(Extracted data)

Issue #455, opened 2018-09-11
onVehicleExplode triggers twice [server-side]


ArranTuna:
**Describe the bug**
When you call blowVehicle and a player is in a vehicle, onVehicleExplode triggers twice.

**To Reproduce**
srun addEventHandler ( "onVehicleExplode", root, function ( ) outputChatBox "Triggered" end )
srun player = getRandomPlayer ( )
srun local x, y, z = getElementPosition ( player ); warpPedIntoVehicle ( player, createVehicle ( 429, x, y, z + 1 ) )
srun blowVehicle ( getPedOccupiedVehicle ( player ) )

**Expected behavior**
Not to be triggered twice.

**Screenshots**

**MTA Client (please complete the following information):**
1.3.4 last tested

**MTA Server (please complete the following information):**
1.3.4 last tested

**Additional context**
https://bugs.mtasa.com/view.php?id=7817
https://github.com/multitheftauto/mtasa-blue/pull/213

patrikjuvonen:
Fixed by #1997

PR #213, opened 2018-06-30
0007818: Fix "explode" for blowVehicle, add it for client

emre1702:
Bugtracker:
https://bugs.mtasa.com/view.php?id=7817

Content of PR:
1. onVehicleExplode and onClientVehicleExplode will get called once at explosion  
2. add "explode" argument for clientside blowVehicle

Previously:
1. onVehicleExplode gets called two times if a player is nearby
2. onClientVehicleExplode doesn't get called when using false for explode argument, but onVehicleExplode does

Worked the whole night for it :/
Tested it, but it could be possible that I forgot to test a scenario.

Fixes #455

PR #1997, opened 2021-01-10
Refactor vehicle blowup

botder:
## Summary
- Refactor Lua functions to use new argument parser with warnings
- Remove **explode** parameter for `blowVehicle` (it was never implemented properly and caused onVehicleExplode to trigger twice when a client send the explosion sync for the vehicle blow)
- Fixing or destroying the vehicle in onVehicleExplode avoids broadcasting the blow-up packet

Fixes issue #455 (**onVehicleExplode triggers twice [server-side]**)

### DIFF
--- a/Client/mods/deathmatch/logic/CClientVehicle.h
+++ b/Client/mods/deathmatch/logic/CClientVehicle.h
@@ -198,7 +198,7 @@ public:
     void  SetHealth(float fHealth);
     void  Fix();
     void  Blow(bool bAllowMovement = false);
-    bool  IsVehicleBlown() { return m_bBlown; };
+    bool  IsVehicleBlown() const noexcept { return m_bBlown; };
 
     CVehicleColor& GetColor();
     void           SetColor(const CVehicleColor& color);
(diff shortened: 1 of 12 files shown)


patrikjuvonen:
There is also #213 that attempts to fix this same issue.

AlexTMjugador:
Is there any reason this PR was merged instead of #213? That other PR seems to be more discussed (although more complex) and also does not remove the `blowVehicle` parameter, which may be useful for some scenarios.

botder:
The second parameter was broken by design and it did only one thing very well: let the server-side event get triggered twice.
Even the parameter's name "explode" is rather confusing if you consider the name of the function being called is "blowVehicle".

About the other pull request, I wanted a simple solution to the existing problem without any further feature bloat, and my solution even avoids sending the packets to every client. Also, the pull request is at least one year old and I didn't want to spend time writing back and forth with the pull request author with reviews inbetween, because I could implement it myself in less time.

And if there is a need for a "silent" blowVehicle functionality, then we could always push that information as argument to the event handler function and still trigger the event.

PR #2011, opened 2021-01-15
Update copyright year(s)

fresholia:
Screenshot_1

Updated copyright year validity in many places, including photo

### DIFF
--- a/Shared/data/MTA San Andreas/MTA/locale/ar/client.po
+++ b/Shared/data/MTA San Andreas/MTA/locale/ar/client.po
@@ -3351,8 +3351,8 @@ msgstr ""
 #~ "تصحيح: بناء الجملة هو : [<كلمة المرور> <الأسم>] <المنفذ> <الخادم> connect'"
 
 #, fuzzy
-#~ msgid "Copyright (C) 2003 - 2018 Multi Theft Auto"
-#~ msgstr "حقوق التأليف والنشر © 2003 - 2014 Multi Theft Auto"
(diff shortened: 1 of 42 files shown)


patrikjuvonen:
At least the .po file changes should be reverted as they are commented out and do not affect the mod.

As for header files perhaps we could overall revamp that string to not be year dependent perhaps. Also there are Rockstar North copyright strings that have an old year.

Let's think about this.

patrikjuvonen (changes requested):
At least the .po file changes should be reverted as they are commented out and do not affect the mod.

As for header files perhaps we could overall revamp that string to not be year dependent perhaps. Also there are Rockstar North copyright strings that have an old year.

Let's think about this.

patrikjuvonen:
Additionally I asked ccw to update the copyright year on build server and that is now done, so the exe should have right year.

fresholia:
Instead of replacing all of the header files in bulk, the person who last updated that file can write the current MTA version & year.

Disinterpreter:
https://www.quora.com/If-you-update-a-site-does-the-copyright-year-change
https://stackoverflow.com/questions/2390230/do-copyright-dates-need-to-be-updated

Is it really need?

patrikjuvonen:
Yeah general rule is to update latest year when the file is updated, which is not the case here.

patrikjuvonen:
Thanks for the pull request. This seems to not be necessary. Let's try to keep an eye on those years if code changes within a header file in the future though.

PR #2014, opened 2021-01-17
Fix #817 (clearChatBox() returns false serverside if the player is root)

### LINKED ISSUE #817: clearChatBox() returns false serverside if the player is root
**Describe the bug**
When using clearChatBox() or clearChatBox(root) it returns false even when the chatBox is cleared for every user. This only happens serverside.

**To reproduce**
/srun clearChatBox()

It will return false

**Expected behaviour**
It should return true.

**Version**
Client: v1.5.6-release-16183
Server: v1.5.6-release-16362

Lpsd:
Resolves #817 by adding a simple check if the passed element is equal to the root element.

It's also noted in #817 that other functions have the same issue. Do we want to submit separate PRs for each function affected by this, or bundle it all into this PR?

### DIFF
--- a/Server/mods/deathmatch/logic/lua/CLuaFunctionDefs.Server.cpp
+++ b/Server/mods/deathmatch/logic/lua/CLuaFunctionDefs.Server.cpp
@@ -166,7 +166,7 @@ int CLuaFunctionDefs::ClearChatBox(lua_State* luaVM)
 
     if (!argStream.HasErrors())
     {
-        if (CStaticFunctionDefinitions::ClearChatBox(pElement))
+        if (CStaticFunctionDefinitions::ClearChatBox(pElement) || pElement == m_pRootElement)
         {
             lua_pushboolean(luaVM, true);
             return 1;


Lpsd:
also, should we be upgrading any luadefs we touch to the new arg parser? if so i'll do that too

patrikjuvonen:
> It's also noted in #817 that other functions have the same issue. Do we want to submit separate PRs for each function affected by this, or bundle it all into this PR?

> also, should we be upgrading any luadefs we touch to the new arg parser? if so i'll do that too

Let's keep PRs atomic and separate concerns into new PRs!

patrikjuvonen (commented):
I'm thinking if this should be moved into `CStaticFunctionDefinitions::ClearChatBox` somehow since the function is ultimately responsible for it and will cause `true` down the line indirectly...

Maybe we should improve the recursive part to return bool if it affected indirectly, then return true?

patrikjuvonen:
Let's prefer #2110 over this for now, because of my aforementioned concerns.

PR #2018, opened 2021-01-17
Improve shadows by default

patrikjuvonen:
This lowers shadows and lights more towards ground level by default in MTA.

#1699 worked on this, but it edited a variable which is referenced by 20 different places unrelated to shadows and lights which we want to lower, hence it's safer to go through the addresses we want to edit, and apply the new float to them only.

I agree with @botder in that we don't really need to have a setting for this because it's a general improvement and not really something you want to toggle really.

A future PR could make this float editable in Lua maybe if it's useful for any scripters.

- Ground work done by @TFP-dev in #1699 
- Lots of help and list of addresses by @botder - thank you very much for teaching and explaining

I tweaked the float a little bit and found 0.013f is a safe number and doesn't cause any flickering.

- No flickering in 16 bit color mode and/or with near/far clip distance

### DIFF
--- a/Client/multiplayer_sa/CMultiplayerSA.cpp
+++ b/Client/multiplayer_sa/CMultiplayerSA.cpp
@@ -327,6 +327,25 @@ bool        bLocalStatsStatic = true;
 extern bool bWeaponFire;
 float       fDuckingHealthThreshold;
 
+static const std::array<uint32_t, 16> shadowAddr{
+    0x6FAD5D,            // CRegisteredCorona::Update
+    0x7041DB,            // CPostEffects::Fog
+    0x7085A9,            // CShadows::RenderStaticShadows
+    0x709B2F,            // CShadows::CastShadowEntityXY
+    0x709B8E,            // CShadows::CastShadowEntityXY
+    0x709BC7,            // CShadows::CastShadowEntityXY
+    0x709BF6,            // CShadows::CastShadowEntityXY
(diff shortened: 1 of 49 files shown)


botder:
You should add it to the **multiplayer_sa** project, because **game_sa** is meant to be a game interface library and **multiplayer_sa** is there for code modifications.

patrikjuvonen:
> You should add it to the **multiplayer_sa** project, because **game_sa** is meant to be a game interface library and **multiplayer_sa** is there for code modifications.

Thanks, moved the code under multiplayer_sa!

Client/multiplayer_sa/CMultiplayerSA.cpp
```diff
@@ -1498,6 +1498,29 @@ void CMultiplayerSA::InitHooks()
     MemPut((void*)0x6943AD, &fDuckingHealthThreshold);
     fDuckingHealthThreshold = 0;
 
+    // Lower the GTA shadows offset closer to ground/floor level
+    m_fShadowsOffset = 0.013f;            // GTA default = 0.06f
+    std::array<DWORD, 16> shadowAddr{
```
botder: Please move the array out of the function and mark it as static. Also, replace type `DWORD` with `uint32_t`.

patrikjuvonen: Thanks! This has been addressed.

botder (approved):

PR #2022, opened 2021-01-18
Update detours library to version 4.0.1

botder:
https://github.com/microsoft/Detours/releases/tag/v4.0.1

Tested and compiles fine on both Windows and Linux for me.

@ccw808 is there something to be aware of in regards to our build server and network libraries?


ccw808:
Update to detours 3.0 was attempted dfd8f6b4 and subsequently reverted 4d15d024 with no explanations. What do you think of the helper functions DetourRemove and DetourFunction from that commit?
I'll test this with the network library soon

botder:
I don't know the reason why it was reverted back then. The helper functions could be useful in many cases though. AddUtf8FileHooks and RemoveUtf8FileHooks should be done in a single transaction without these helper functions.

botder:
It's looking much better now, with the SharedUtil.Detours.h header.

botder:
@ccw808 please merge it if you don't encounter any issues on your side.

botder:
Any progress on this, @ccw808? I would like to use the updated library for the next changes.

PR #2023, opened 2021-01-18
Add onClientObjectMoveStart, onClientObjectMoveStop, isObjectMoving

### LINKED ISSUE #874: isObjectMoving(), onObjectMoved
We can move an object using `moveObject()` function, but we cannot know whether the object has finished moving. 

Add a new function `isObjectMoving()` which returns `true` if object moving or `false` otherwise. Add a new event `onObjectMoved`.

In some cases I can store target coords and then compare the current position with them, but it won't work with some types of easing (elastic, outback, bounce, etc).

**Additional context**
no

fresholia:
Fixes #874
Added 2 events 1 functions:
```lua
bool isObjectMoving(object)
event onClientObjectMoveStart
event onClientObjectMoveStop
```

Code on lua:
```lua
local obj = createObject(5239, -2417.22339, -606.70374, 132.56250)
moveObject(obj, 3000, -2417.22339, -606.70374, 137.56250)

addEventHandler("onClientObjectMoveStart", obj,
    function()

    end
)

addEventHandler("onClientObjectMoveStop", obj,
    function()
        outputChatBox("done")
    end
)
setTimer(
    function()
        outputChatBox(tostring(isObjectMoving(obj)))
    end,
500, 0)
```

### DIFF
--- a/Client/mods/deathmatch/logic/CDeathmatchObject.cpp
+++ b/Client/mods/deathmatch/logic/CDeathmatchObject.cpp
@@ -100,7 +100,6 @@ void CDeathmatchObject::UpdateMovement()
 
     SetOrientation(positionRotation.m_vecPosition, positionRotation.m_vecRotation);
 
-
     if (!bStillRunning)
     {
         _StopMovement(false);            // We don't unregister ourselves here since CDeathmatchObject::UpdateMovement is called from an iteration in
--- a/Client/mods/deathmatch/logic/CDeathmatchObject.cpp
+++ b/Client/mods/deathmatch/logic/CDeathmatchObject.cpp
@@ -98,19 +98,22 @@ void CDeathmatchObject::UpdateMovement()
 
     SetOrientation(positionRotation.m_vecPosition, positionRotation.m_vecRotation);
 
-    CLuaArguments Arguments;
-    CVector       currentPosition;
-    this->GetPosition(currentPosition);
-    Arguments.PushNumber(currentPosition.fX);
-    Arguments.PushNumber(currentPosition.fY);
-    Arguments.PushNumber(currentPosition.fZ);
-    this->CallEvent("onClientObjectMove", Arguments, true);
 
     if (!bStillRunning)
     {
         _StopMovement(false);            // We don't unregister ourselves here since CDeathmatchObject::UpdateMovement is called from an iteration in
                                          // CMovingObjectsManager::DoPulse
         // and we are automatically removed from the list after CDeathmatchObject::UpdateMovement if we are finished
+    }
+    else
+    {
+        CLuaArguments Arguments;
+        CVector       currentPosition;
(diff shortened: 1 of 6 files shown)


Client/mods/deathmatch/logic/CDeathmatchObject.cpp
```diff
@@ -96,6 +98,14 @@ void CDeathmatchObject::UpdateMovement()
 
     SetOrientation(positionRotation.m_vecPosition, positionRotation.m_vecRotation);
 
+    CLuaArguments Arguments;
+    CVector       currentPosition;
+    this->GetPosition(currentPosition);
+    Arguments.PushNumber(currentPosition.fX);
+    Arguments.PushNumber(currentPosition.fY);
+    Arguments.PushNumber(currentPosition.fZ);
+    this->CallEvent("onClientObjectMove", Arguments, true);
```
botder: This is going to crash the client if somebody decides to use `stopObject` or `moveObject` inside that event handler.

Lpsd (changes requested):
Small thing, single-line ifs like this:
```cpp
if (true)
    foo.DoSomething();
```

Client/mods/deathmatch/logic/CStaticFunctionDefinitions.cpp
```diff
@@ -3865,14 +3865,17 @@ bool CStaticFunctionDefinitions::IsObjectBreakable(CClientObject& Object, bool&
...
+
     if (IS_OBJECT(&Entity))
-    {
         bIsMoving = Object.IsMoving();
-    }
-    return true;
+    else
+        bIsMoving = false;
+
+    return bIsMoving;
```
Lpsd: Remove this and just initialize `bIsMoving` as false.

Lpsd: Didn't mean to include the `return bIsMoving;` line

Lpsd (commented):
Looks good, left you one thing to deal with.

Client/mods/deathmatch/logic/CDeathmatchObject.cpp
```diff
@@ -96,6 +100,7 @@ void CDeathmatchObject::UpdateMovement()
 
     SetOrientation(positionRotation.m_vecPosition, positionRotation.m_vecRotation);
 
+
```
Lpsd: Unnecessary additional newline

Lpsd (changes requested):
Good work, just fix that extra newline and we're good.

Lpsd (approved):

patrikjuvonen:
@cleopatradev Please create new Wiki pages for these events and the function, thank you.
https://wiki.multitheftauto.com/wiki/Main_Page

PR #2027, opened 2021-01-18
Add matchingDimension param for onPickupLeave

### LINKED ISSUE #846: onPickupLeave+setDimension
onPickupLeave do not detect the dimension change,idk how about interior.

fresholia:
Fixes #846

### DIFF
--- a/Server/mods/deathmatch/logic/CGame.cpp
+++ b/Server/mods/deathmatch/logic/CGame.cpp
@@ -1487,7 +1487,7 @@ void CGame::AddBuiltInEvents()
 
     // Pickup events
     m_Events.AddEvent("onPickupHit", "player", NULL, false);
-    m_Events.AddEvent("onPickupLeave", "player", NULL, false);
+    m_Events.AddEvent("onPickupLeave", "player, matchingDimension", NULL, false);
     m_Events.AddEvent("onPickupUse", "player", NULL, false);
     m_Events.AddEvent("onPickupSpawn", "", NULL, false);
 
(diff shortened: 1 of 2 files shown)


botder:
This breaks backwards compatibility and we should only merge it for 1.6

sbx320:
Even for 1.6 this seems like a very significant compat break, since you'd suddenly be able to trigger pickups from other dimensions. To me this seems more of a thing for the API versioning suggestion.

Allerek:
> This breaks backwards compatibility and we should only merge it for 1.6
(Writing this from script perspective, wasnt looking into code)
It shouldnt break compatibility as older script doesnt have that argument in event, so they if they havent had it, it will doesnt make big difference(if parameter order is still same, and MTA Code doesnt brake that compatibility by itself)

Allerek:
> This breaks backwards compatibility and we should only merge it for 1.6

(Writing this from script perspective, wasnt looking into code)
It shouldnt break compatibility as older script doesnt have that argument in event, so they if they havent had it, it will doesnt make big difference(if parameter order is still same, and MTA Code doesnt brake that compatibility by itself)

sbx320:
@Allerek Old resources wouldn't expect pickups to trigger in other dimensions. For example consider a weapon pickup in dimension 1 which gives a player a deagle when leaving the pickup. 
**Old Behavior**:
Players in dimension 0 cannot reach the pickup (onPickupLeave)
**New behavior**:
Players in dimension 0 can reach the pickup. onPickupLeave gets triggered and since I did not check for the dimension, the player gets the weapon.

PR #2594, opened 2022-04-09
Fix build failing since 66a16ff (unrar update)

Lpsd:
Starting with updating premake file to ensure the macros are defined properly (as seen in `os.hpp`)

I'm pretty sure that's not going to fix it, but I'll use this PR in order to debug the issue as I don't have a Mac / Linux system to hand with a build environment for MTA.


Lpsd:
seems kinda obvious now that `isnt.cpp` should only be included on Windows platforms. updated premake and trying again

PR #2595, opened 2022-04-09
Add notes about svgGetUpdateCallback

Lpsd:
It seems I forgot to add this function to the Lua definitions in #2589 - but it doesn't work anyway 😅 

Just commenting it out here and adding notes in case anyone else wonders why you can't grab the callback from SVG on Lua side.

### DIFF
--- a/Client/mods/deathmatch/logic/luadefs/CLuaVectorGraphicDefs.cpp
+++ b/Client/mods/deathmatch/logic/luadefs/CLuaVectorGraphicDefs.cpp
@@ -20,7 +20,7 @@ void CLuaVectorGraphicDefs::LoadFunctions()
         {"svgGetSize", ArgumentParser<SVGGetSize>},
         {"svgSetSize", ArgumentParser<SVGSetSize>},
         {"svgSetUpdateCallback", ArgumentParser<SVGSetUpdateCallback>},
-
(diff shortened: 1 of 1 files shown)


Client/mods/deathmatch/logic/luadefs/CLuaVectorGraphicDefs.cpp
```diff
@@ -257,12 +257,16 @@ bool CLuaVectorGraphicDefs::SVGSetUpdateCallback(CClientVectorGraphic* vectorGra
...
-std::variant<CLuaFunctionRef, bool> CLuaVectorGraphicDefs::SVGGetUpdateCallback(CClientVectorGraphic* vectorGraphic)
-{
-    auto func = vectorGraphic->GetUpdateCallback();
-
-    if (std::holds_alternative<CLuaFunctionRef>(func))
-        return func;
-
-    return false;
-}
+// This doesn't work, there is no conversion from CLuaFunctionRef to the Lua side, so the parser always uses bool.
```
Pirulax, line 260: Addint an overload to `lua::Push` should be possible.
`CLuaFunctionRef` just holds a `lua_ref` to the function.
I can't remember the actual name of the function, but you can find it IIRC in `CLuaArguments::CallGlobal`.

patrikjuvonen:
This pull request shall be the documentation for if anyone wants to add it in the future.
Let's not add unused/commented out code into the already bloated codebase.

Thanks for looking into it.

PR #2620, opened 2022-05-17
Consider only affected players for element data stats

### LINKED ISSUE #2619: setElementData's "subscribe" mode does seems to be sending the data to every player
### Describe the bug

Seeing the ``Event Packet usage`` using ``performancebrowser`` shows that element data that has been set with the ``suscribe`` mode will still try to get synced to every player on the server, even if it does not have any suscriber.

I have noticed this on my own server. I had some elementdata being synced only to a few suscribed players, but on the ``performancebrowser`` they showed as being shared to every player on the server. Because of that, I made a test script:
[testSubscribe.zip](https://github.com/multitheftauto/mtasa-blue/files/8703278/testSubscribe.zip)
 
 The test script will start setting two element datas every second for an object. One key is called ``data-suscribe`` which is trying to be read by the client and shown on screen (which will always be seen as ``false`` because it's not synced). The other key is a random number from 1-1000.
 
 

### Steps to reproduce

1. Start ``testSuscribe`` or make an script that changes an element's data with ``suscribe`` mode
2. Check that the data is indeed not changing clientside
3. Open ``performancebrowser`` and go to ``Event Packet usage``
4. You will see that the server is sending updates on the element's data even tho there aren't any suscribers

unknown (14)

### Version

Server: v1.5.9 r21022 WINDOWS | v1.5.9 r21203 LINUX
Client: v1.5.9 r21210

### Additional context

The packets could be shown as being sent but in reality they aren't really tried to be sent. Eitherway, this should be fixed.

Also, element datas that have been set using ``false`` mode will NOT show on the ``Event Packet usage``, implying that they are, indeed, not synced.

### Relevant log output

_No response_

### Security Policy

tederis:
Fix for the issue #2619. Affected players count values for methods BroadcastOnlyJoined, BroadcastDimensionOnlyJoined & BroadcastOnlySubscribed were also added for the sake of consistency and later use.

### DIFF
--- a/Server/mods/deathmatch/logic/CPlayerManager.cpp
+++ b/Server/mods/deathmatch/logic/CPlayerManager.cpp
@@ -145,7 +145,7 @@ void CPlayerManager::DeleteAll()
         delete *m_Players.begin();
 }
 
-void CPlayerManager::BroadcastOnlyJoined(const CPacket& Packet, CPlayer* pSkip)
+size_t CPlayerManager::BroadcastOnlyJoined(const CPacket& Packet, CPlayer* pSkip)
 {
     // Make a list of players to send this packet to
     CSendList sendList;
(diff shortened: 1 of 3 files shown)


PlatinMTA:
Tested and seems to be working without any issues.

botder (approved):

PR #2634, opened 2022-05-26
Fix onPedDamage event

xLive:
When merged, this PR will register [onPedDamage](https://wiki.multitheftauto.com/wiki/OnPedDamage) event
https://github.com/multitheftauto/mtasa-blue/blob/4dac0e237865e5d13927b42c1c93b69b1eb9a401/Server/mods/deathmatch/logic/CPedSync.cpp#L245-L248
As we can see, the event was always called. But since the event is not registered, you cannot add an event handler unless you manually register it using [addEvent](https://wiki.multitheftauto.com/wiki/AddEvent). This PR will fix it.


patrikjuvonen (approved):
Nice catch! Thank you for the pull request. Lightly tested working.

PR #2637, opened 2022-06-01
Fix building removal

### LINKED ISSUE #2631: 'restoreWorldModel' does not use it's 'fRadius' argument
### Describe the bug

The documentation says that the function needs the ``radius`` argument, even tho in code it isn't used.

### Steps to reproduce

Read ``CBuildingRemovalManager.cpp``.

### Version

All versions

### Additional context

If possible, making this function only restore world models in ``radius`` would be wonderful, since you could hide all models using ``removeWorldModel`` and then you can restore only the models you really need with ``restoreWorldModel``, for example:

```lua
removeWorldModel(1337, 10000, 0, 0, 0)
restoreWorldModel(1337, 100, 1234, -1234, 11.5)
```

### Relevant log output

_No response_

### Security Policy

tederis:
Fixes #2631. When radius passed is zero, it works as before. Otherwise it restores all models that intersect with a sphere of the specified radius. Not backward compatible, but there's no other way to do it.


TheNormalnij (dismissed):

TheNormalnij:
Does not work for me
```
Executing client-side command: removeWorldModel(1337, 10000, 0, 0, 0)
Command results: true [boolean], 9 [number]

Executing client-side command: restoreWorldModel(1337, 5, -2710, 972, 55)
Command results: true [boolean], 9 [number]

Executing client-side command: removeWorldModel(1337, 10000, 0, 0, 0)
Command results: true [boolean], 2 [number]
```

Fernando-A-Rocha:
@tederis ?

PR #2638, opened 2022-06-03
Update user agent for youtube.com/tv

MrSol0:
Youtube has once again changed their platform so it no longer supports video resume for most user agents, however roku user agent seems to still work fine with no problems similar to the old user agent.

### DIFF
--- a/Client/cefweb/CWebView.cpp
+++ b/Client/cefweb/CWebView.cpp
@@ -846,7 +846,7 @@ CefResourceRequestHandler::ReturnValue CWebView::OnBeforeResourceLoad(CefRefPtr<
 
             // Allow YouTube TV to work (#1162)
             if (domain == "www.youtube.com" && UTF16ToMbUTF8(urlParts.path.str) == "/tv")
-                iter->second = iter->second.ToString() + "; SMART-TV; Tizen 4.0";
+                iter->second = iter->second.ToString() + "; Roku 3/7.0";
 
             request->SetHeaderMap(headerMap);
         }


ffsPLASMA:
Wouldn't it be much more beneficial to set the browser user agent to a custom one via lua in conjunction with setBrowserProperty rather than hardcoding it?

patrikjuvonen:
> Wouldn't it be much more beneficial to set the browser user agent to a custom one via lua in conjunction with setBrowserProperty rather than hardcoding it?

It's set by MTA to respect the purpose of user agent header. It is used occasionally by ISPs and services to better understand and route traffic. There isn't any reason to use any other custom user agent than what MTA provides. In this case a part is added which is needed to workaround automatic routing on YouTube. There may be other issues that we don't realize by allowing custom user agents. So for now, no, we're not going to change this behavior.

(End Extracted data)

## How to complete this task
Count the lines in the records above that contain "shortened", please, and give the number without any other words.

## Exercise output
7